= Zhen Jane Wang =

Chinese-Canadian signal processing researcher

Zhen Jane Wang is a Chinese-Canadian signal processing researcher whose research includes work on statistical signal processing, image fusion, digital video fingerprinting, biological network inference, and deep learning. She is a professor in the Department of Electrical and Computer Engineering at the University of British Columbia, and the editor-in-chief of IEEE Signal Processing Letters.

==Education and career==
Wang graduated from Tsinghua University in 1996. She went to the University of Connecticut for graduate study in electrical engineering, earning a master's degree in 2002 and completing her Ph.D. in 2002. Her doctoral supervisor there was Peter K. Willett.

After postdoctoral research at the University of Maryland, College Park from 2002 to 2004, Wang joined the faculty of the University of British Columbia in 2004.

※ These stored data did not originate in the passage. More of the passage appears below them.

PR #1352, opened 2023-09-14
Simply gpg signing

merks:
Use the bc signer because it's much faster.
Use <skipIfJarsignedAndAnchored> to avoid a <forceSignature> list; this will PGP sign any jar that's not considered to be signed and anchored, so it handles the jce-signed jars as well as any jars with old no-longer-supported weak jar signatures.

### DIFF
--- a/eclipse.platform.releng.tychoeclipsebuilder/pom.xml
+++ b/eclipse.platform.releng.tychoeclipsebuilder/pom.xml
@@ -43,26 +43,11 @@
 					<artifactId>tycho-gpg-plugin</artifactId>
 					<version>${tycho.version}</version>
 					<configuration>
+						<signer>bc</signer>
 						<keyname>b6d3ab9bcc641282</keyname>
-						<skipIfJarsigned>true</skipIfJarsigned>
-						<forceSignature>
-							<bundle>bcpg</bundle>
-							<bundle>bcprov</bundle>
-							<bundle>com.sun.el.javax.el.source</bundle>
-							<bundle>com.sun.el.javax.el</bundle>
-							<bundle>javax.el-api.source</bundle>
-							<bundle>javax.el-api</bundle>
-							<bundle>org.apache.commons.codec.source</bundle>
-							<bundle>org.apache.commons.codec</bundle>
-							<bundle>org.apache.commons.jxpath.source</bundle>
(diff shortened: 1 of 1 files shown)


merks:
@akurtakov 

FYI, this change simplifies maintenance and improves performance.   I'm not sure the verification build does GPG signing and if so, if there is a p2 repository available for analysis after the build.  Failing that, I'll analyze the next I-Build...

mickaelistria:
Indeed, the Jenkinsfile says
```
if [[ ${BRANCH_NAME} == master ]] || [[ ${BRANCH_NAME} =~ ^R[0-9]_[0-9]+_maintenance ]]; then
						MVN_ARGS="-Peclipse-sign"
```
so signing is disabled on master.
If you wish to verify it without waiting for I-Build, you could tweak this file to enable the `eclipse-sign` profile and trigger a new build; and if successful, revert the change in jenkinsfile and merge.

merks:
@mickaelistria 

Thanks for the confirmation!.  That's what I assumed.  

What I put in the pom.xml here is **exactly** what SimRel uses for GPG signing the SimRel repository, so I'm 99.9% sure that's it's 100% correct.  😁

akurtakov:
Both of you ( @merks and @mickaelistria ) know more about the topic than me so I'm plain observer here.

HannesWell:
> If you wish to verify it without waiting for I-Build, you could tweak this file to enable the eclipse-sign profile and trigger a new build; and if successful, revert the change in jenkinsfile and merge.

You can also press the `Replay` Button in Jenkins in the first run and modify the Pipeline only for the next run 'locally'.

merks:
FYI, I ran the tests and everything looks good.  This bundle, for example, is both jar signed (JCE) and PGP signed as was the case before:

https://download.eclipse.org/oomph/archive/reports-extra/I20230915-0520/download.eclipse.org/eclipse/updates/4.30-I-builds/I20230915-0520/index/bcpg_1.76.0.html

laeubi:
Its great to see when things converge: :+1:  :1st_place_medal: 
- https://github.com/eclipse-tycho/tycho/pull/1720
- https://github.com/eclipse-tycho/tycho/pull/1726
- https://github.com/eclipse-tycho/tycho/pull/1731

She is editor-in-chief of the signal processing journal IEEE Signal Processing Letters.

==Recognition==
In 2017, Wang was elected as an IEEE Fellow, "for contributions to statistical signal processing for multimedia security and brain data analytics". Wang is a Fellow of the College of New Scholars, Artists and Scientists of the Royal Society of Canada, elected into the cohort of 2017. She was elected to the Canadian Academy of Engineering in 2018.